Plutarch was born in Chaeroneia in Boeotia, of a wealthy and cultured family. He spent most of his later life there, but before that he studied philosophy in Athens and travelled in Italy and Egypt, building a circle of cultivated friends. He paid more than one visit to Rome, and gave public lectures in philosophy.

His extant writings amount to about a half of his total output, and fall into two categories: the historical works, and those which are grouped under the general head of Opera Moralia. To the former belong his Parallel Lives, the work by which he is best known. These are biographies of 23 Greek great politicians and soldiers paired with 23 Roman lives that offer points of similarity, followed (in all but four cases) by a short comparison of each pair (regarded by some critics as spurious). The Lives concentrate on the moral character of each subject rather than on the political events of the time, so that a minor incident or anecdote will acquire a greater importance in the narrative than it would in a standard histroy or biography. They are none the less of great literary value for the information they contain, which is often additional to that found in the narrative histories of a particular time.

The others and less known half of his writings - the Morals - are a collection of short treatises, 60 or more (although certainly not all from Plutarch's hand), on various subjects, including Ethics, Politics, History, Health, Facetiae, Love-stories, Philosophy and Isis and Osiris. Some of the essays breathe quite a Christian spirit, although the writer probably never heard of Christianity. The nine books of his Symposiaca or Table-talk exhibit him as the most amiable and genial of boon companions; while his dialogue Gryllus reveals a remarkable sense of humour.

Though not a profound thinker, Plutarch was a man of rare gifts, and occupies a unique place in literature as the encyclopaedist of antiquity. The translation by Sir Thomas North (1579) was the major source for Shakespeare's Roman plays.

Bibliography: Donald A Russell, Plutarch (1973); C P Jones, Plutarch and Rome (1971); Reginald H Barrow, Plutarch and His Times (1967).

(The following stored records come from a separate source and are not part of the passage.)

PR #424, opened 2016-10-26
Minor edits to assertion presentation based on discussion with Naomi …

paul-grassi:
…and Jamie.


sp800-63c/sec6_presentation.md
```diff
@@ -6,6 +6,8 @@ Assertions MAY be presented in either a *back-channel* or *front-channel* manner
 
 The IdP SHALL transmit only those attributes that were explicitly requested by the RP. RPs SHALL conduct a privacy risk assessment when determining which attributes to request. 
 
+To mitigate the risk of unauthorized exposure of sensitive information (e.g., shoulder surfing), the CSP SHALL, by default, mask sensitive information displayed to the subscriber.  The CSP SHALL provide mechanisms for the subscriber to temporarily unmask such information in order for the subscriber to view full values.
```
jricher, line 9: We don't have a definition of what it means to "mask" information. For example, we should allow the CSP to "mask" by not displaying the information in the first place, and the current language choice sounds like it's only black-out.

jricher (changes requested):

sp800-63c/sec6_presentation.md
paul-grassi: I'll add something. We also have the UX chapter coming, that will have more language about masking.

jricher (approved):

PR #425, opened 2016-10-26
Final fentonpalooza2 updates

paul-grassi:
@jimfenton any help on claimed identity would be great.  I don't think we should delete per the issue, but I attempted to get rid of the name, dob, address reference.

Also, in the spirit of closing issues, I did a minor fix to -3, knowing much of the current text may be OBE when I get the big edits in there.  In other words, don't kill yourself on the 2nd commit :)


sp800-63-3/sec4_model.md
```diff
@@ -182,6 +182,7 @@ Agency mission need will assist in determining the acceptable IAL at a given LOA
...
+> Note: An agency can accept a higher assurance level than those required in the table above.  For example, in a federated transaction, an agency can accept an IAL3 identity if their application is assessed at IAL2.  The same holds true for authenticators; stronger authenticators can be used at RP's that have lower authenticator requirements.  However, RPs will ensure that these scenarios only occur in federated scenarios with appropriate privacy protections by the CSP to ensure that only the requested attributes are provided to the RP and that no personal information leaks from the authenticator or the assertion.  See [privacy requirements](./sp800-63c.html#sec9) in SP 800-63C for more details.
```
jimfenton, line 185: Nit: RP's -> RPs

sp800-63-3/sec4_model.md
```diff
@@ -182,6 +182,7 @@ Agency mission need will assist in determining the acceptable IAL at a given LOA
...
 
-As agencies are encouraged to consider each distinct element of assurance, the notion of the 'low watermark' to determine LOA no longer applies.  An IAL1/AAL2 application should not be considered any less secure than an IAL2/AAL application.  The only difference between these applications is the amount of proofing required, which does not impact security of each application. That said, if an agency incorrectly determines the xAL, security could very well be impacted.
\ No newline at end of file
+
+> Note: Agencies are encouraged to consider each distinct element of assurance, therefore the notion of the 'low watermark' to determine LOA no longer applies.  An IAL1/AAL2 application should not be considered any less secure or privacy enhancing than an IAL2/AAL2 application.  The only difference between these applications is the amount of proofing required, which may not impact the security and privacy of each application. That said, if an agency incorrectly determines the xAL, security and privacy could very well be impacted.
```
jimfenton, line 188: Since this is the only mention of _low watermark_ in the document, wonder if there is enough context for what this is talking about. Should this be introduced like "In earlier versions of this Guideline, the concept of 'low watermark' was used..." or something like that?

sp800-63-3/sec3_definitions.md
```diff
@@ -62,7 +62,7 @@ In this document, biometrics may be used to unlock authenticators and prevent re
 A party whose identity is to be verified using one or more authentication protocols.
 
 #### Claimed Identity
-A declaration by the applicant of their current Personal Name, date of birth and address. [[GPG45]](#gpg45)
+A declaration of unvalidated and unverified personal attributes by the applicant.
```
jimfenton, line 65: This definition should also appear in -63A, where the term is used extensively. There is currently no definition for _claimed identity_ there.

jimfenton (changes requested):
Adding the definition to -63A is the most important of the comments.

paul-grassi:
ok, on a call now, but will fix around 4est.

paul-grassi:
@jimfenton done.  Fix came earlier than expected :)

jimfenton (approved):

PR #427, opened 2016-11-02
Small edits in response to internal comments

jimfenton:


paul-grassi (approved):
I'm really not in love with 'as of the date of this publication', but until we can come up with something better, I'll merge.

PR #436, opened 2016-11-21
X al cyoa

paul-grassi:
@jimfenton here is the pull we discussed.  And great, can't auto-merge.  We can discuss this afternoon.  I want to get this up there but it's not close to final yet.  Will get that finished this week.


jimfenton (approved):
Yup.

paul-grassi:
Thanks.  Looks like 2 conflicts thankfully.  Can you help with that?

PR #454, opened 2016-12-02
Modifed intro to align with rest of document

paul-grassi:


jimfenton (approved):
Looks good. I was wondering a little about the deletion of the text about KBA; I wonder if it would be helpful to mention that KBA isn't allowed for authentication like it had.

PR #455, opened 2016-12-02
Misc cleanup.

paul-grassi:
@jimfenton see if you are ok with the enroll code time to live for IAL3 in-person.


jimfenton:
Yes, 7 days seems like a very reasonable time limit.

jimfenton (approved):

PR #461, opened 2016-12-06
Adjustments to IAL/AAL compatibility matrix

jimfenton:


paul-grassi (approved):
@jimfenton will pull in now.  I do think we should do something more for IAL1/AAL1, but I will put some thoughts into the table and shoot it your way.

'I am writing biography, not history, and the truth is that the most brilliant exploits often tell us nothing of the virtues or vices of the men who performed them, while on the other hand a chance remark or a joke may reveal far more of a man's character than the mere feat of winning battles in which thousands fall, or of marshalling great armies, or laying siege to cities.' From Life of Alexander, ch.1 (trans I Scott-Kilvert).